“A Lotaria e Outras Histórias”
Shirley Jackson
(Cavalo de Ferro)
“-
Doutor – disse -, como é que as pessoas percebem se estão a ficar
loucas?”
(p. 139)
Herdeira
da tradição do gótico americano, Shirley Jackson (1916-1965) é um
dos nomes incontornáveis da literatura do século XX cujas obras têm
sido adaptadas ao grande ecrã, como o caso de “A Maldição de
Hill House” (várias adaptações) e “Sempre Vivemos no Castelo”
cujo filme estreou em Maio.
Mestre
do suspense e do terror, Shirley Jackson tem a capacidade de agarrar
por completo o leitor e arrastá-lo para o centro das narrativas como
se tratasse de alguém a assistir de perto.
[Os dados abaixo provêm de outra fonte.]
PR #494, opened 2022-12-08
throttle.js refactor

mertcanaltin:
In this code, we use the clearTimeout() function to reset the timer and keep the lastRanTime variable to record the time it was last called. In this way, the code becomes more understandable and readable.

### DIFF
--- a/src/components/DocumentationTopic/OnThisPageStickyContainer.vue
+++ b/src/components/DocumentationTopic/OnThisPageStickyContainer.vue
@@ -24,14 +24,18 @@ export default {
 @import 'docc-render/styles/_core.scss';
 
 .OnThisPageStickyContainer {
+  $top: $nav-height + rem(10px);
   margin-top: $contenttable-spacing-single-side;
   position: sticky;
-  top: $nav-height + rem(10px);
+  top: $top;
   align-self: flex-start;
   flex: 0 0 auto;
   width: $on-this-page-aside-width;
   padding-right: $nav-padding;
   box-sizing: border-box;
+  padding-bottom: $stacked-margin-small;
+  max-height: calc(100vh - #{$top});
+  overflow: auto;
 
   @media print {
     display: none;
--- a/src/utils/throttle.js
+++ b/src/utils/throttle.js
@@ -16,20 +16,23 @@
  */
 export default function throttle(func, limit) {
   let timer;
-  let ranLastTimeOn;
-  return function innerThrottle(...args) {
-    const context = this;
-    if (!ranLastTimeOn) {
-      func.apply(context, args);
-      ranLastTimeOn = Date.now();
+  let lastRanTime;
+
+  return function(...args) {
+    const currentTime = Date.now();
+
+    if (!lastRanTime) {
+      func.apply(this, args);
+      lastRanTime = currentTime;
       return;
     }
+
     clearTimeout(timer);
     timer = setTimeout(() => {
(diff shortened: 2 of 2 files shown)


mportiz08:
@swift-ci test

mportiz08 (changes requested):
Hi @mertcanaltin — thanks for the PR!

I'm noticing that the unit tests for this function are no longer passing. Can you see if there's a potential issue with the code or if the unit tests need to be rewritten based on these changes? Once they're passing, we can better review the code. Thanks!

You can run the full unit test suite with `npm run test:unit` or just the throttle specs with `npx vue-cli-service test:unit tests/unit/utils/throttle.spec.js`

Example:
```shell
λ npx vue-cli-service test:unit tests/unit/utils/throttle.spec.js 
Browserslist: caniuse-lite is outdated. Please run:
  npx browserslist@latest --update-db
  Why you should do it regularly: https://github.com/browserslist/browserslist#browsers-data-updating
 FAIL  tests/unit/utils/throttle.spec.js
  throttle
    ✕ calls a function only once within the given interval of time (5ms)

  ● throttle › calls a function only once within the given interval of time

    expect(jest.fn()).toHaveBeenNthCalledWith(n, ...expected)

    n: 2
    Expected: 49
    Received
           1: 0
    ->     2: 50

    Number of calls: 2

      49 |     expect(func).toHaveBeenCalledTimes(2);
      50 |     expect(func).toHaveBeenNthCalledWith(1, 0);
    > 51 |     expect(func).toHaveBeenNthCalledWith(2, 49);
         |                  ^
      52 |   });
      53 | });
      54 |

      at Object.<anonymous> (tests/unit/utils/throttle.spec.js:51:18)

Test Suites: 1 failed, 1 total
Tests:       1 failed, 1 total
Snapshots:   0 total
Time:        0.733s, estimated 1s
Ran all test suites matching /tests\/unit\/utils\/throttle.spec.js/i.
```

dobromir-hristov (commented):
Hey. From what I see, you just have a single call to Date.now(), which I think is fine.

There might be slight issues with the test, because now inside the setTimeout callback, you no longer call Date.now(), but use the one that was called outside the callback, which technically happened one tick earlier. 

We are talking js cycles here, so in a real world we should not see a diff. You just need to fix the test, as it might be asserting in a wonky way.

Ninguém fica indiferente
ao universo de Shirley Jackson, muito próximo do de Flannery
O’Connor (1925-1964) e igualmente importante no contexto da
literatura do século XX e ambas as escritoras também com uma obra
relativamente curta, e que se notabilizaram como romancistas e
contistas.
Mas
creio que Shirley Jackson terá ido mais longe no modo como escreve
sobre a natureza humana e, em especial, a maldade, tanto de forma
evidente, como através da subtileza das suas palavras, do género de
lobo com pele de cordeiro.
Shirley
Jackson não tem qualquer pudor no modo como utiliza as palavras para
matar alguém, seja com veneno, seja à pedrada, por vingança ou
simplesmente por maldade pura, cumprindo rituais e tradições
ancestrais. Este lado negro do homem é transversal à obra da
escritora.
A
originalidade das histórias a par do seu talento para escrever
colocou Shirley Jackson entre os escritores de maior importância do
século passado e quem lê as suas obras dificilmente as esquecerá,
quer se trate do terror presente em “A Maldição de Hill House”
ou o perturbador “Sempre Vivemos no Castelo” cujo ambiente
fechado e preconceituoso esmaga qualquer um.
Mas
o percurso literário de Shirley Jackson ficou marcado com a
publicação do conto “A Lotaria” no “The New Yorker”, em
1949, tendo suscitado de imediato grande controversa ao ponto de
muitos leitores terem cancelado a subscrição da revista e também
através de cartas dirigidas à escritora mostrando a sua indignação.
O
carácter terrífico e grotesto de “A Lotaria” torna este conto
como o mais representativo da carreira de Shirley Jackson, como
também um dos mais importantes da literatura contemporânea.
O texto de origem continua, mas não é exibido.